Copy out all lines bearing the word "https" from the listing below.

- Opening Delimiter -

PR #1389, opened 2023-12-11
add okcomputer check for rabbitmq queue existence

peetucket:
# Why was this change made? 🤔

Because if these queues are not setup correctly, it can cause weird unexpected behavior.

Can be fixed with a `RAILS_ENV=production bin/rake rabbitmq:setup` on the server, but at least this alerts us to the problem.

Deployed to stage.

Screen Shot 2023-12-11 at 3 56 44 PM

### DIFF
--- a/config/initializers/okcomputer.rb
+++ b/config/initializers/okcomputer.rb
@@ -60,10 +60,33 @@ end
 
 OkComputer::Registry.register 'feature-tables-have-data', TablesHaveDataCheck.new
 
+class RabbitQueueExistsCheck < OkComputer::Check
+  attr_accessor :queue_name, :conn
+
+  def initialize(queue_name)
+    self.queue_name = queue_name
+    self.conn = Bunny.new(hostname: Settings.rabbitmq.hostname,
+                          vhost: Settings.rabbitmq.vhost,
+                          username: Settings.rabbitmq.username,
+                          password: Settings.rabbitmq.password)
+  end
+
+  def check
+    conn.start
+    if conn.queue_exists?(queue_name)
+      mark_message "'#{queue_name}' exists"
+    else
+      mark_message "'#{queue_name}' does not exist"
+      mark_failure
+    end
+  end
+end
+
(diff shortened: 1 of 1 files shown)


ndushay (approved):
Shouldn't the queue initialization be done in its own initializer, rather than here?   I would never think to look here for it.

ndushay (changes requested):
see previous comment

justinlittman (approved):

peetucket:
> Shouldn't the queue initialization be done in its own initializer, rather than here? I would never think to look here for it.

It's a good question, and there is an initializer for the workers: https://github.com/sul-dlss/pre-assembly/blob/main/config/initializers/sneakers.rb  

But after looking through the documentation, I couldn't find a way to hook into this connection, so just decided to open a new one in the okcomputer check to verify the queue existence.  Definitely open to suggestions if I am missing something.

ndushay:
this is for an old version of rails, but I searched on `rails initializer order`  and got to https://guides.rubyonrails.org/v2.3/configuring.html#using-an-after-initializer 

And there's also the config boot file, which I *think* executes before initializers.

I think it's worth it to get the queue initialized in a rabbitmq_initializer and then do the okcomputer ones after the other regular initializers ... however that is implemented.

ndushay:
more current:  https://guides.rubyonrails.org/configuring.html#initialization-events

peetucket:
> more current: https://guides.rubyonrails.org/configuring.html#initialization-events

So I'm not quite sure how to connect to the rabbit instance setup in the initializer regardless of order.  Can you say more about how you were thinking this would work in the context of the ok computer check?

justinlittman:
We re-initialize in OKComputer for other checks as well. See, for example: https://github.com/sul-dlss/happy-heron/blob/main/config/initializers/okcomputer.rb#L8-L15

justinlittman:
@ndushay Can you please provide clarification or unblock?

ndushay (approved):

- Closing Delimiter -

• **Response to the exercise**
It's a good question, and there is an initializer for the workers: https://github.com/sul-dlss/pre-assembly/blob/main/config/initializers/sneakers.rb  
this is for an old version of rails, but I searched on `rails initializer order`  and got to https://guides.rubyonrails.org/v2.3/configuring.html#using-an-after-initializer 
more current:  https://guides.rubyonrails.org/configuring.html#initialization-events
> more current: https://guides.rubyonrails.org/configuring.html#initialization-events
We re-initialize in OKComputer for other checks as well. See, for example: https://github.com/sul-dlss/happy-heron/blob/main/config/initializers/okcomputer.rb#L8-L15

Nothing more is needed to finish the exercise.